### Assignment
Below are the records. Gather each line that holds "onsi".

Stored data

------------------------------------------------------------------------

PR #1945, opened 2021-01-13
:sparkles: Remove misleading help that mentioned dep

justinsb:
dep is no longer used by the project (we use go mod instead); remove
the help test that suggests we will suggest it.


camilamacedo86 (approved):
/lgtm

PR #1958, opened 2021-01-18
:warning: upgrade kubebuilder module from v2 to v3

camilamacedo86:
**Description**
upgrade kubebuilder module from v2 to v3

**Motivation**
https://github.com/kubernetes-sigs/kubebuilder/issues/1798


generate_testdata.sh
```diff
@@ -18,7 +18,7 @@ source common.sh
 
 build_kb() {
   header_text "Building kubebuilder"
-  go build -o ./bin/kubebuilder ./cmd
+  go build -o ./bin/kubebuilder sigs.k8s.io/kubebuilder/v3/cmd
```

------------------------------------------------------------------------

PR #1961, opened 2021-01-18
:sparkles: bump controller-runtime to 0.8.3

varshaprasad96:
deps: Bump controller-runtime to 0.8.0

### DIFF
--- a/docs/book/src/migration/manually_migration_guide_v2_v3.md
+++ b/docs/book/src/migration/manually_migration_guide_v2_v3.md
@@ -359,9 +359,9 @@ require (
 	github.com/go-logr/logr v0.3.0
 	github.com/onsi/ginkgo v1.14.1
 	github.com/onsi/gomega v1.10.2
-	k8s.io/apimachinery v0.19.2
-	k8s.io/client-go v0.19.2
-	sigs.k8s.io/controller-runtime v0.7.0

------------------------------------------------------------------------

### Your response
 	github.com/onsi/ginkgo v1.14.1
 	github.com/onsi/gomega v1.10.2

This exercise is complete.